Please report how many lines in these records contain the string "childJobsInfo", and give nothing besides the number.

----

PR #84, opened 2022-01-18
controller: add ReclaimSpaceCronJob controller

Rakshith-R:
This commit adds ReclaimSpaceCronJob controller code
and unit tests for the same.

ReclaimSpaceCronJob controller watches for ReclaimSpaceCronJob,
validates resource, parses given schedule, create reclaimspacejob
as per shedule, deletes old failed/successful reclaimspacejob
and updates the status.

Inspired from
- https://kubernetes.io/docs/concepts/workloads/controllers/cron-jobs/ 
- https://github.com/kubernetes-sigs/kubebuilder/blob/master/docs/book/src/cronjob-tutorial/testdata/project/controllers/cronjob_controller.go

### DIFF
--- a/controllers/reclaimspacecronjob_controller.go
+++ b/controllers/reclaimspacecronjob_controller.go
@@ -1,0 +1,395 @@
+/*
+Copyright 2022 The Kubernetes-CSI-Addons Authors.
+
+Licensed under the Apache License, Version 2.0 (the "License");
+you may not use this file except in compliance with the License.
+You may obtain a copy of the License at
+
+    http://www.apache.org/licenses/LICENSE-2.0
+
+Unless required by applicable law or agreed to in writing, software
+distributed under the License is distributed on an "AS IS" BASIS,
+WITHOUT WARRANTIES OR CONDITIONS OF ANY KIND, either express or implied.
+See the License for the specific language governing permissions and
+limitations under the License.
+*/
+
+package controllers
+
+import (
+	"context"
+	"fmt"
+	"sort"
+	"time"
+
+	csiaddonsv1alpha1 "github.com/csi-addons/kubernetes-csi-addons/api/v1alpha1"
+
+	"github.com/go-logr/logr"
+	"github.com/robfig/cron/v3"
+	apierrors "k8s.io/apimachinery/pkg/api/errors"
+	metav1 "k8s.io/apimachinery/pkg/apis/meta/v1"
+	"k8s.io/apimachinery/pkg/runtime"
+	ref "k8s.io/client-go/tools/reference"
+	ctrl "sigs.k8s.io/controller-runtime"
+	"sigs.k8s.io/controller-runtime/pkg/client"
+	"sigs.k8s.io/controller-runtime/pkg/log"
+)
+
+// ReclaimSpaceCronJobReconciler reconciles a ReclaimSpaceCronJob object
+type ReclaimSpaceCronJobReconciler struct {
+	client.Client
+	Scheme *runtime.Scheme
+}
+
+const (
+	jobOwnerKey = ".metadata.controller"
+	// default values for Spec parameters.
+	defaultFailedJobsHistoryLimit     int32 = 1
+	defaultSuccessfulJobsHistoryLimit int32 = 3
+)
+
+var (
+	apiGVStr                = csiaddonsv1alpha1.GroupVersion.String()
+	scheduledTimeAnnotation = csiaddonsv1alpha1.GroupVersion.Group + "/scheduled-at"
+)
+
+//+kubebuilder:rbac:groups=csiaddons.openshift.io,resources=reclaimspacecronjobs,verbs=get;list;watch;create;update;patch;delete
+//+kubebuilder:rbac:groups=csiaddons.openshift.io,resources=reclaimspacecronjobs/status,verbs=get;update;patch
+//+kubebuilder:rbac:groups=csiaddons.openshift.io,resources=reclaimspacecronjobs/finalizers,verbs=update
+//+kubebuilder:rbac:groups=csiaddons.openshift.io,resources=reclaimspacejobs,verbs=get;list;watch;create;update;patch;delete
+//+kubebuilder:rbac:groups=csiaddons.openshift.io,resources=reclaimspacejobs/status,verbs=get
+
+// Reconcile is part of the main kubernetes reconciliation loop which aims to
+// move the current state of the cluster closer to the desired state.
+// Reconcile will be called when there is any event related to reclaimSpaceCronJob and also when
+// there is an event related to child reclaimSpaceJobs due to controllerOwnerRef.
+func (r *ReclaimSpaceCronJobReconciler) Reconcile(ctx context.Context, req ctrl.Request) (ctrl.Result, error) {
+	_ = log.FromContext(ctx)
+	logger := log.FromContext(ctx)
+
+	// Fetch ReclaimSpaceCronJob instance
+	rsCronJob := &csiaddonsv1alpha1.ReclaimSpaceCronJob{}
+	err := r.Client.Get(ctx, req.NamespacedName, rsCronJob)
+	if err != nil {
+		if apierrors.IsNotFound(err) {
+			// Request object not found, could have been deleted after reconcile request.
+			logger.Info("ReclaimSpaceCronJob resource not found")
+			return ctrl.Result{}, nil
+		}
+		return ctrl.Result{}, err
+	}
+
+	// set history limit defaults, if not specified.
+	if rsCronJob.Spec.FailedJobsHistoryLimit == nil {
+		*rsCronJob.Spec.FailedJobsHistoryLimit = defaultFailedJobsHistoryLimit
+	}
+	if rsCronJob.Spec.SuccessfulJobsHistoryLimit == nil {
+		*rsCronJob.Spec.SuccessfulJobsHistoryLimit = defaultSuccessfulJobsHistoryLimit
+	}
+
+	var childJobs csiaddonsv1alpha1.ReclaimSpaceJobList
+	err = r.List(ctx, &childJobs, client.InNamespace(req.Namespace), client.MatchingFields{jobOwnerKey: req.Name})
+	if err != nil {
+		logger.Error(err, "Failed to list child ReclaimSpaceJobs")
+		return ctrl.Result{}, err
+	}
+
+	// find the active,failed and successful list of jobs and mostRecent,lastSuccessful time.
+	childJobsInfo := parseJobList(&logger, &childJobs)
+
+	if childJobsInfo.mostRecentTime != nil {
+		rsCronJob.Status.LastScheduleTime = &metav1.Time{Time: *childJobsInfo.mostRecentTime}
+	} else {
+		rsCronJob.Status.LastScheduleTime = nil
+	}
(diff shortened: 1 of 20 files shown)


controllers/reclaimspacecronjob_controller.go
```diff
@@ -0,0 +1,370 @@
...
+package controllers
+
+import (
+	"context"
+	"fmt"
+	"sort"
+	"time"
+
+	csiaddonsv1alpha1 "github.com/csi-addons/kubernetes-csi-addons/api/v1alpha1"
+	"github.com/go-logr/logr"
```
nixpanic, line 26: group this import with the other non-local imports

controllers/reclaimspacecronjob_controller.go
```diff
@@ -0,0 +1,370 @@
...
+
+//+kubebuilder:rbac:groups=csiaddons.openshift.io,resources=reclaimspacecronjobs,verbs=get;list;watch;create;update;patch;delete
+//+kubebuilder:rbac:groups=csiaddons.openshift.io,resources=reclaimspacecronjobs/status,verbs=get;update;patch
+//+kubebuilder:rbac:groups=csiaddons.openshift.io,resources=reclaimspacecronjobs/finalizers,verbs=update
+//+kubebuilder:rbac:groups=csiaddons.openshift.io,resources=reclaimspacejobs,verbs=get;list;watch;create;update;patch;delete
+//+kubebuilder:rbac:groups=csiaddons.openshift.io,resources=reclaimspacejobs/status,verbs=get
+
+// Reconcile is part of the main kubernetes reconciliation loop which aims to
+// move the current state of the cluster closer to the desired state.
+func (r *ReclaimSpaceCronJobReconciler) Reconcile(ctx context.Context, req ctrl.Request) (ctrl.Result, error) {
```
nixpanic, line 64: maybe explain when this is called? I think it gets called when a child ReclaimSpaceJob has been updated too?

controllers/reclaimspacecronjob_controller.go
```diff
@@ -0,0 +1,370 @@
...
+		logger.Error(err, "Failed to list child ReclaimSpaceJobs")
+		return ctrl.Result{}, err
+	}
+
+	// find the active,failed and successful list of jobs
+	var activeJob *csiaddonsv1alpha1.ReclaimSpaceJob
+	var successfulJobs, failedJobs []*csiaddonsv1alpha1.ReclaimSpaceJob
+	var mostRecentTime, lastSuccessfulTime *time.Time // find the last run so we can update the status
+
+	for i, job := range childJobs.Items {
```
Madhu-1, line 101: move this to a helper function and return required objects?

controllers/reclaimspacecronjob_controller.go
```diff
@@ -0,0 +1,370 @@
...
+	}
+	rsCronJob.Status.Active = nil
+	if activeJob != nil {
+		jobRef, err := ref.GetReference(r.Scheme, activeJob)
+		if err != nil {
+			logger.Error(err, "Failed to make reference to active job", "job", activeJob)
+		}
+		rsCronJob.Status.Active = jobRef
+	}
+	logger.Info("ReclaimSpaceJob count", "successfulJobs", len(successfulJobs), "failedJobs", len(failedJobs))
```
Madhu-1, line 148: job successful and failed job names?

controllers/reclaimspacecronjob_controller.go
```diff
@@ -0,0 +1,372 @@
...
+	}
+
+	// make sure we're not too late to start the run
+	logger = logger.WithValues("currentRun", missedRun)
+	tooLate := false
+	if rsCronJob.Spec.StartingDeadlineSeconds != nil {
+		tooLate = missedRun.Add(time.Duration(*rsCronJob.Spec.StartingDeadlineSeconds) * time.Second).Before(r.Now())
+	}
+	if tooLate {
+		logger.Info("Missed starting deadline for last run, sleeping till next")
```
Madhu-1, line 189: we are not sleeping here? improve log

controllers/reclaimspacecronjob_controller.go
```diff
@@ -0,0 +1,372 @@
...
+// SetupWithManager sets up the controller with the Manager.
+func (r *ReclaimSpaceCronJobReconciler) SetupWithManager(mgr ctrl.Manager) error {
+	if err := mgr.GetFieldIndexer().IndexField(context.Background(), &csiaddonsv1alpha1.ReclaimSpaceJob{}, jobOwnerKey, func(rawObj client.Object) []string {
+		// extract the owner from job object.
+		job := rawObj.(*csiaddonsv1alpha1.ReclaimSpaceJob)
+		owner := metav1.GetControllerOf(job)
+		if owner == nil {
+			return nil
+		}
+		if owner.APIVersion != apiGVStr || owner.Kind != "ReclaimSpaceCronJob" {
```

----

■ Response to this exercise:
3